In sum, the record leaves a question of fact for the jury as to whether "a different warning would have caused" Nurse Olds "to alter ... her prescribing program for" Plaintiff. In re Avandia Mktg., Sales Pracs. and Prods. Liab. Litig., 286 F. Supp. 3d 667, 671-72 (E.D. Pa. 2017); see also Pustejovsky v. Pliva, Inc., 623 F.3d 271, 277 (5th Cir. 2010) (considering whether there was summary judgment evidence to demonstrate "other ways an adequate warning might have reached [a prescriber] and altered her decision"); Puldon v. Am. Med. Sys., Inc., No. 20-60411-CIV, 2020 WL 6870864, at *5 (S.D. Fla. Oct. 28, 2020); Dopson-Troutt v. Novartis Pharms. Corp., No. 8:06-cv-1708-T-24-EAJ, 2013 WL 1344732, at *4 (M.D. Fla. Apr. 2, 2013).
B. Plaintiff's Remaining Claims
Defendants' second argument for summary judgment fares no better. Defendants attack Plaintiff's remaining claims in "punch list" fashion, arguing each should be "dismissed" because Plaintiff has either failed to produce evidence in support of the claim or would otherwise not prevail at trial. ECF No. 25 at 30-32. Defendants, however, ignore their burden at the summary judgment stage to show "there is an absence of evidence to support the nonmoving party's case." Celotex, 477 U.S. at 325.
In the Eleventh Circuit, "[e]ven after Celotex, it is never enough simply to state that the non-moving party cannot meet its burden at trial." Clark v. Coats & Clark, Inc., 929 F.2d 604, 608 (11th Cir. 1991). "Instead, the moving party must point to specific portions of the record in order to demonstrate that the nonmoving party cannot meet its burden of proof at trial." United States v. Four Parcels of Real Property in Green and Tuscaloosa Counties in the State of Alabama, 941 F.2d 1428, 1438 n.19 (11th Cir. 1991). The reason underlying this requirement is simple:
The rule of thumb is that the MDL transferee court applies the law of the circuit where it sits to matters of federal law or procedure. In re Temporomandibular Joint (TMJ) Implants Prods. Liab. Litig., 97 F.3d 1050, 1055 (8th Cir. 1996); In re Korean Air Lines Disaster, 829 F.2d 1171, 1175-76 (D.C. Cir. 1987); see also Various Plaintiffs v. Various Defendants (Oil Field Cases), 673 F. Supp. 2d 358, 363 n.3 (E.D. Penn. 2009) (collecting cases). --------
[A] movant generally does not satisfy its initial burden simply by pointing out to the court that the materials produced in formal discovery or the materials in the court file, as they might be constituted following the filing of the defendant's motion, do not include evidence of every essential element of a plaintiff's claim. While a plaintiff has the burden to prove its claim at trial, Rule 56 does not imply that a plaintiff has a freestanding obligation to reduce to a tangible form and disclose evidence relative to every element of its case prior to trial, to "prove its case in discovery," so to speak.Am. Hospice, Inc. v. Sebelius, No. 1:08-cv-1879-JEO, 2010 WL 9013005, at *10 (N.D. Ala. Jan. 27, 2010) (emphasis in original). Therefore, Defendants' bald assertions that Plaintiff has failed to produce evidence in support of her claims or will not prevail on her claims at trial are insufficient to carry their initial burden at the summary judgment stage.
IV. CONCLUSION
Accordingly, it is respectfully RECOMMENDED that Defendants' Motion for Summary Judgment, ECF No. 25, should be DENIED.

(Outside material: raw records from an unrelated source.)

PR #226, opened 2015-10-12
CB-9782 Implements PlatformApi contract for Android platform

vladimir-kotikov:
This is an implementation for [CB-9782](https://issues.apache.org/jira/browse/CB-9782) - PlatformApi compatible api for android platform, which could be used by cordova and other tools as a separate NodeJS module.

The main entry point for new API is [/bin/templates/cordova/Api.js](https://github.com/MSOpenTech/cordova-android/blob/2023e87c93a7d2ea665b93e02a9034e3927c27c2/bin/templates/cordova/Api.js), which exposes all the methods, defined in PlatformApi spec at https://github.com/cordova/cordova-discuss/pull/12

Since the PR contains a lot of changes, here is the main points of interest:

1. [Api.js](https://github.com/MSOpenTech/cordova-android/blob/2023e87c93a7d2ea665b93e02a9034e3927c27c2/bin/templates/cordova/Api.js) which looks similar to PlatformApi polyfill implementation, but contains only android-specific code.
2. `build`/`run`/`check_reqs` scripts are reworked, so they are used as corresponding `Api` methods implementations (bound to `Api` instance at runtime)
3. 'prepare' logic from cordova-lib/metadata/android_parser copied into [`prepare`](https://github.com/MSOpenTech/cordova-android/blob/2023e87c93a7d2ea665b93e02a9034e3927c27c2/bin/templates/cordova/lib/prepare.js) module.
3. `build` script refactored and split into number of 'builders': [`GradleBuilder`](https://github.com/MSOpenTech/cordova-android/blob/2023e87c93a7d2ea665b93e02a9034e3927c27c2/bin/templates/cordova/lib/builders/GradleBuilder.js), [`AntBuilder`](https://github.com/MSOpenTech/cordova-android/blob/2023e87c93a7d2ea665b93e02a9034e3927c27c2/bin/templates/cordova/lib/builders/AntBuilder.js)
4. All the logic that deals with `Androidmanifest.xml` factored into [`AndroidManifest` class](https://github.com/MSOpenTech/cordova-android/blob/2023e87c93a7d2ea665b93e02a9034e3927c27c2/bin/templates/cordova/lib/AndroidManifest.js)
5. `exec` and `spawn` modules are removed in favor of `cordova-common`

This PR requires https://github.com/apache/cordova-lib/pull/320 to be checked first.
There is also PR to `cordova-coho` to set-up npm link to cordova-common: https://github.com/apache/cordova-coho/pull/96


infil00p:
Why is all of element-tree and the other npm dependencies checked in?  That seems very odd, and makes it harder to figure out what's going on.

bin/templates/cordova/Api.js
```diff
@@ -0,0 +1,506 @@
...
+var GENERIC_EVENTS = new (require('events').EventEmitter)()
+    .on('verbose', function (message) {
+        if (process.argv.indexOf('-d') >= 0 || process.argv.indexOf('--verbose') >= 0)
+            console.log(message);
+    })
+    .on('log', console.log)
+    .on('warn', console.warn)
+    .on('error', function (error) {
+        if (process.argv.indexOf('-d') >= 0 || process.argv.indexOf('--verbose') >= 0) {
+            console.error((error && error.message) || error);
```
nikhilkh: Should this be flipped? We should `stack` for verbose output and not otherwise? Also, does the message not show when we show stack? If I understand correctly, this is only for legacy scenarios - correct? Otherwise, the cli should eventually be doing the logging - correct?

nikhilkh: Or cordova-lib needs to do the logging not to break existing users of cordova-lib.

vladimir-kotikov: > Should this be flipped? We should stack for verbose output and not otherwise?

Yes, definitely. My bad.

> Also, does the message not show when we show stack?

The message is shown along with stack, yes. Just to clarify, the idea here is that until you don't have `-d` switch, you won't get full stacks, because they are only interesting for those, who working with cordova-lib/platform internals. Common users should see only meaningful error message , that explains what went wrong. This logic is borrowed [from CLI ](https://github.com/apache/cordova-cli/blob/c5acc3dcbea7ac736f778e58cde23a38b467572a/src/cli.js#L130)

>  If I understand correctly, this is only for legacy scenarios - correct? Otherwise, the cli should eventually be doing the logging - correct?

This code is required for cases, when caller of PlatformApi doesn't provide logger/eventEmitter instance. In this case we still need to log some events. In particular, this code is used in non-CLI workflow. For CLI workflow - yes, logging is already handled by CLI.

vladimir-kotikov:
@infil00p, the npm dependencies was already checked in (see https://github.com/apache/cordova-android/commit/7be1f018aa2729efaa569e422bee893686ad34b8 and https://github.com/apache/cordova-android/commit/fd6a1e5ed00baba902279dbc52cb9639b0e78eb3) as a part of [CB-3542](https://issues.apache.org/jira/browse/CB-3542). I just added two more dependencies (elementtree and nopt) and moved `node_modules` directory to repo root.

bin/templates/cordova/Api.js
vladimir-kotikov: @nikhilkh, reworked this logic completely in https://github.com/MSOpenTech/cordova-android/commit/6d9d4f4beb7a437f38391f10017669953fadede4

nikhilkh:
@alsorokin Can you please buddy test this? This is a significant change.

alsorokin:
@nikhilkh I have tested and reported found issues to @vladimir-kotikov 
Everything that I found is fixed now, LGTM

bin/create
```diff
@@ -1,49 +1,56 @@
...
+var argv = require('nopt')({
+    'help' : Boolean,
+    'cli' : Boolean,
+    'shared' : Boolean,
+    'link' : Boolean,
+    'activity-name' : [String, undefined]
+});
+
+if (argv.help || argv.argv.remain.length === 0) {
+    console.log('Usage: ' + path.relative(process.cwd(), path.join(__dirname, 'create')) + ' <path_to_new_project> <package_name> <project_name> [<template_path>] [--activity-name <activity_name>] [--link]');
```
stevengill: Would it make sense to use cordova logging instead of console.log here?

vladimir-kotikov: You mean, use `events.emit`? I think no, because this code should not be `require`d from anywhere, it is a regular executable script. This means that there will be no subscribers for these events.

stevengill: I did mean `events.emit`. Sounds good.

nikhilkh:
LGTM. Let's get this in! Is there a fix for the travis CI issue.

vladimir-kotikov:
@nikhilkh, those failures fixed in https://github.com/apache/cordova-android/commit/789c505a88a6bd2c7c5be596908c85681e457132 and https://github.com/MSOpenTech/cordova-android/commit/9c2d3817cf39c20411ddad007a663e3ca161200b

IN CHAMBERS this 28th day of December 2020.
/s/_________
GARY R. JONES
United States Magistrate Judge
NOTICE TO THE PARTIES
Objections to these proposed findings and recommendations must be filed within fourteen (14) days after being served a copy thereof. Any different deadline that may appear on the electronic docket is for the court's internal use only , and does not control. A copy of objections shall be served upon all other parties. If a party fails to object to the magistrate judge's findings or recommendations as to any particular claim or issue contained in a report and recommendation, that party waives the right to challenge on appeal the district court's order based on the unobjected-to factual and legal conclusions. See 11th Cir. Rule 3-1; 28 U.S.C. § 636.